◆ Dataset ◆
****
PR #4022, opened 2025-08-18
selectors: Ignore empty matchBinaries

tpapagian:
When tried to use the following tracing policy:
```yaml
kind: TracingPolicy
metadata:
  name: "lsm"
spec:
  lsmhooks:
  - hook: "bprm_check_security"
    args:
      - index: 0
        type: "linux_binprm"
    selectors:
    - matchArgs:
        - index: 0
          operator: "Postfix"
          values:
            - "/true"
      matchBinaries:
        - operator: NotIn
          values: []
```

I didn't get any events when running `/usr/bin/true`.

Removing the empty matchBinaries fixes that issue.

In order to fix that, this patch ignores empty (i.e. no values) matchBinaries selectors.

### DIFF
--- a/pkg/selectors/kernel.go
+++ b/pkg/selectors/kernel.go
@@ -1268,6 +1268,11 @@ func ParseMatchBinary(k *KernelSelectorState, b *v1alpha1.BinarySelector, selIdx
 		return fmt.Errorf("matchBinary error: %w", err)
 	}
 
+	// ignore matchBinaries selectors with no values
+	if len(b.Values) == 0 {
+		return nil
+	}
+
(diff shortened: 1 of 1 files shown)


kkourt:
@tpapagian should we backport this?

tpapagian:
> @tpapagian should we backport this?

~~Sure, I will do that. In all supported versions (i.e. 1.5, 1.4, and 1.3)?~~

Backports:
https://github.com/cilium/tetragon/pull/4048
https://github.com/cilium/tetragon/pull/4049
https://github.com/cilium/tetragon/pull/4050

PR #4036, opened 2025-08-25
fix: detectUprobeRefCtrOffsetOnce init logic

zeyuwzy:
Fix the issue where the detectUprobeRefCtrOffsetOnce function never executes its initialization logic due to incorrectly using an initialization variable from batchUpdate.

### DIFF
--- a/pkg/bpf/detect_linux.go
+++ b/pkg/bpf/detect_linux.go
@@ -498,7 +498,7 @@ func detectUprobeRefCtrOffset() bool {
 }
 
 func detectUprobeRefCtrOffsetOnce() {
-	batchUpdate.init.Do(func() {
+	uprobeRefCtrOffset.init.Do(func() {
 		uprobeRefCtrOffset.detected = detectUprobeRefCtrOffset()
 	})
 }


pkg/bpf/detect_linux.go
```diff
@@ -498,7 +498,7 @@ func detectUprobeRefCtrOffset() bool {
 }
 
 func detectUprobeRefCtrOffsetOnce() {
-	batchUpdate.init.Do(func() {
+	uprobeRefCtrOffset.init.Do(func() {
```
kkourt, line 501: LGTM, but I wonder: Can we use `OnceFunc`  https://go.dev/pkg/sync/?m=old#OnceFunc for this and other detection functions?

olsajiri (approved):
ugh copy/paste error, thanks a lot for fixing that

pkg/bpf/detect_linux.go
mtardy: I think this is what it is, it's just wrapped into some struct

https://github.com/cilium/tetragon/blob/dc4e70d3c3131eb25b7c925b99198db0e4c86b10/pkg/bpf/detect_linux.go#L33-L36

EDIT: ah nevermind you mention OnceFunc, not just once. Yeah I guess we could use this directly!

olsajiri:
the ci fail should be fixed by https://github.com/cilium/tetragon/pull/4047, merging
****
◆ What this task involves ◆
Of the lines in the data, report each one containing the string "empty".

◆ Answer below ◆
selectors: Ignore empty matchBinaries
Removing the empty matchBinaries fixes that issue.
In order to fix that, this patch ignores empty (i.e. no values) matchBinaries selectors.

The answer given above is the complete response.